**EXTRACTED INFORMATION**
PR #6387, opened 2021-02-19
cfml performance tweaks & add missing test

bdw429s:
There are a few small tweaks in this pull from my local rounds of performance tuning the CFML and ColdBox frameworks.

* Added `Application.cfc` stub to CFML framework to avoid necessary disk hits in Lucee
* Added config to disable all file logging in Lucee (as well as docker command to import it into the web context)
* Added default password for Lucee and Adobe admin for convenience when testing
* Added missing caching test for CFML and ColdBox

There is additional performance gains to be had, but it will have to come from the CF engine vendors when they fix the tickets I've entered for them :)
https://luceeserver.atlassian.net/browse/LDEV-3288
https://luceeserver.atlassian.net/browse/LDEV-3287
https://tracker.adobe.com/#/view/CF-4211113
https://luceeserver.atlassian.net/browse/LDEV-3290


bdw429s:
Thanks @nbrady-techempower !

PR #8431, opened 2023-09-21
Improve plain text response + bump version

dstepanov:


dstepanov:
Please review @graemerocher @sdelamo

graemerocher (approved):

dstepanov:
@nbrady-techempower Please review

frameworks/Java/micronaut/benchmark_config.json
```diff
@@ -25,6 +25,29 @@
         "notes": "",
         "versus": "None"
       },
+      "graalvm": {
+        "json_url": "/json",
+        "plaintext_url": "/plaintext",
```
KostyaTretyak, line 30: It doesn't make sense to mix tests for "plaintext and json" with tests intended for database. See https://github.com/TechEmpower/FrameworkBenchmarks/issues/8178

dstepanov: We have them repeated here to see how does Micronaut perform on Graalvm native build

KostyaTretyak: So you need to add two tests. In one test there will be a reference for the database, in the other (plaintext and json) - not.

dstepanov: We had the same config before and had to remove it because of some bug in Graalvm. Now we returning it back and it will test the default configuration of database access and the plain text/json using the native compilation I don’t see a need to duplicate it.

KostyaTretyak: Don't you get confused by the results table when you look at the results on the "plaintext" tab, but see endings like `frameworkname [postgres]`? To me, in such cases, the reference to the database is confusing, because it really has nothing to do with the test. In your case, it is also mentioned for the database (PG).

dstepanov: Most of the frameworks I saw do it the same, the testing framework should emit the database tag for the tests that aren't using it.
* * *
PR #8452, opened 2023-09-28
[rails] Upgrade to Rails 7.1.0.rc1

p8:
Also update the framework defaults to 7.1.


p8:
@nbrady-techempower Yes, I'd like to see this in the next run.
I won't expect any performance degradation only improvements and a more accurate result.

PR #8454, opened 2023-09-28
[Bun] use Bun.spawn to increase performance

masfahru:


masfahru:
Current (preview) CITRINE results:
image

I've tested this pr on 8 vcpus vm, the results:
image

**WHAT YOU ARE ASKED TO DO**
Your answer should consist only of the lines above between the line holding "PR #6387, opened 2021-02-19" and the line holding "dstepanov: We have", inclusive, each transcribed exactly.

**RESULT FOR THIS TASK**
PR #6387, opened 2021-02-19
cfml performance tweaks & add missing test

bdw429s:
There are a few small tweaks in this pull from my local rounds of performance tuning the CFML and ColdBox frameworks.

* Added `Application.cfc` stub to CFML framework to avoid necessary disk hits in Lucee
* Added config to disable all file logging in Lucee (as well as docker command to import it into the web context)
* Added default password for Lucee and Adobe admin for convenience when testing
* Added missing caching test for CFML and ColdBox

There is additional performance gains to be had, but it will have to come from the CF engine vendors when they fix the tickets I've entered for them :)
https://luceeserver.atlassian.net/browse/LDEV-3288
https://luceeserver.atlassian.net/browse/LDEV-3287
https://tracker.adobe.com/#/view/CF-4211113
https://luceeserver.atlassian.net/browse/LDEV-3290


bdw429s:
Thanks @nbrady-techempower !

PR #8431, opened 2023-09-21
Improve plain text response + bump version

dstepanov:


dstepanov:
Please review @graemerocher @sdelamo

graemerocher (approved):

dstepanov:
@nbrady-techempower Please review

frameworks/Java/micronaut/benchmark_config.json
```diff
@@ -25,6 +25,29 @@
         "notes": "",
         "versus": "None"
       },
+      "graalvm": {
+        "json_url": "/json",
+        "plaintext_url": "/plaintext",
```
KostyaTretyak, line 30: It doesn't make sense to mix tests for "plaintext and json" with tests intended for database. See https://github.com/TechEmpower/FrameworkBenchmarks/issues/8178

dstepanov: We have them repeated here to see how does Micronaut perform on Graalvm native build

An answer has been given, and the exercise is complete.